─── SOURCE DATA
PR #11394, opened 2023-08-31
Make `yarn` tasks imply `yarn install` where appropriate

fearthecowboy:
After chatting with @Colengc and @sean-mcmanus about implied `yarn install` I've refactored the scripts a bit more in `package.json` and now `compile` and `watch` and `webpack` and others will call `yarn install` (which in itself is very fast) -- and will verify the prep steps and run those only if necessary. (which are slower, and less like to be needed to run often)


sean-mcmanus (dismissed):

Extension/package.json
```diff
@@ -6121,24 +6121,25 @@
...
-        "lint": "eslint -c .eslintrc.js --report-unused-disable-directives src test ui .scripts",
-        "compile": "(yarn verify prep || yarn prep) && tsc --build tsconfig.json",
-        "watch": "(yarn verify prep || yarn prep )&& tsc --build tsconfig.json --watch",
-        "rebuild": "yarn clean && yarn prep && yarn compile",
+        "prep": "yarn prep:dts && yarn copy-walkthrough-media && yarn generate-native-strings && yarn translations-generate",
+        "lint": "yarn install && eslint -c .eslintrc.js --report-unused-disable-directives src test ui .scripts",
+        "compile": "yarn install && (yarn verify prep --quiet || yarn prep) && yarn build",
+        "watch": "yarn install && (yarn verify prep --quiet || yarn prep) && tsc --build tsconfig.json --watch",
+        "rebuild": "yarn install && yarn clean && yarn prep && yarn build",
         "vscode:prepublish": "yarn clean && yarn webpack",
```
Colengms, line 6132: Do you want to move the `translations-generate` step to `vscode:prepublish` only?  Or may a separate version of `compile`/`webpack` that someone could run only if they really need localized strings generated (and which `vscode:prepublish` would leverage, so happens for the VSIX).  It looks like you're now checking to ensure this only happens once now?  FYI, locally, it may be needed only zero times.  :)

fearthecowboy: It's only doing it once and it's pretty good at making sure that it's not being done needlessly.
I didn't want to explode to more tasks, or complicate things further at this point. 

I suspect we may have more opportunities to refine this as I go look at the other pipelines anyway.

Extension/.scripts/verify.ts
```diff
@@ -3,13 +3,50 @@
...
+    if (failing) {
+        process.exit(1);
+    }
+}
+
+export async function compiled() {
+    let failing = false;
+    failing = (await checkCompiled() && (quiet || error(`Compiled files are not present. Run ${green('yarn compile')} to fix it.`))) || failing;
+
+    if (failing){
```
michelleangela: Add space between `)` and `{`. Is linter not working?

fearthecowboy: There was no rule for that. Added one.

Colengms (approved):

michelleangela (approved):

Issue #11271, opened 2023-07-31
Add setting to control whether or not to add `#include` for refactoring actions (i.e. create declaration/definition)


oldbitsnbytes:
### Environment

- OS and Version: latest/any
- VS Code Version: latest/any
- C/C++ Extension Version:latest/any 
- If using SSH remote, specify OS of remote machine: not applicable.

### Bug Summary and Steps to Reproduce

Bug Summary: 
You shall/must NOT assume:
1-  include is "local include" 
2-  might never been already chain-included.

Steps to reproduce:
1. any c++ project
2  new class/struct method member.
3. ctrl+. "Create definition of $funcname in ... $file.cc"
4. .cc: 

#include "$file.h" -> You cannot assume that you systematically have to add this!

Expected behavior:
Please, ** Let the programmer decides where and how to include the file. **

### Configuration and Logs

```shell
not applicable.
```

### Other Extensions

not applicable.

### Additional context

not applicable.

bobbrow:
We include the file if it's not present as a nod to this guideline: [Avoid dependencies on implicitly included names](https://isocpp.github.io/CppCoreGuidelines/CppCoreGuidelines#sf10-avoid-dependencies-on-implicitly-included-names)

We also offer an option to copy the definition/declaration to the clipboard so that you can insert it any way you want.  This does not add any `#include` lines.  Does this address your need?
![image](https://github.com/microsoft/vscode-cpptools/assets/12818240/95590846-8787-4c84-b8d4-8efebf93ef69)

oldlonecoder:
My apologies for me been rude. I feel that this issue might be closed and put it under the carpet. [To be taken with a grain of salt]; 

Changing the title to "Don't add #include to source file" is a brilliant one for describing the idea. 

What else can I say?

michelleangela:
Draft PR for this issue.
Pull request 496507: cpptools - do not add #include if header or source file exists - Repos (visualstudio.com)<https://devdiv.visualstudio.com/DefaultCollection/DevDiv/_git/VS/pullrequest/496507>

sean-mcmanus:
Fixed with https://github.com/microsoft/vscode-cpptools/releases/tag/v1.18.0 (via the C_Cpp.refactoring.includeHeader setting).

PR #11449, opened 2023-09-20
Add Include Header setting for refactoring actions

michelleangela:
Issue: https://github.com/microsoft/vscode-cpptools/issues/11271

To customize whether or not to add include header during refactoring code actions.


Extension/package.json
```diff
@@ -3050,6 +3050,22 @@
                         "default": false,
                         "markdownDescription": "%c_cpp.configuration.addNodeAddonIncludePaths.markdownDescription%",
                         "scope": "application"
+                    },
+                    "C_Cpp.includeHeader": {
```
bobbrow: Right now this is in the "Miscellaneous" sub-heading.  I think it should go in the `"title": "%c_cpp.subheaders.intelliSense.title%"` object unless we plan to add a refactoring group.

Should this be renamed to `C_Cpp.refactor.includeHeader` to scope it for refactorings?

michelleangela: Scoped to refactor in case other refactoring settings are added in the future. Also, to clarify this only applies to refactoring operations.

bobbrow (dismissed):

Extension/package.json
```diff
@@ -561,6 +561,22 @@
                         "description": "%c_cpp.configuration.inactiveRegionBackgroundColor.description%",
                         "scope": "resource"
                     },
+                    "C_Cpp.refactor.includeHeader": {
```
sean-mcmanus: I think "refactor" should be "refactoring" to match the other VS Code references to the term "refactoring", e.g. files.refactoring.autoSave

sean-mcmanus (changes requested):

sean-mcmanus (approved):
──────
Exactly how many lines of the listing hold the word "fearthecowboy"? State only the number.

■ **ANSWER SECTION**
3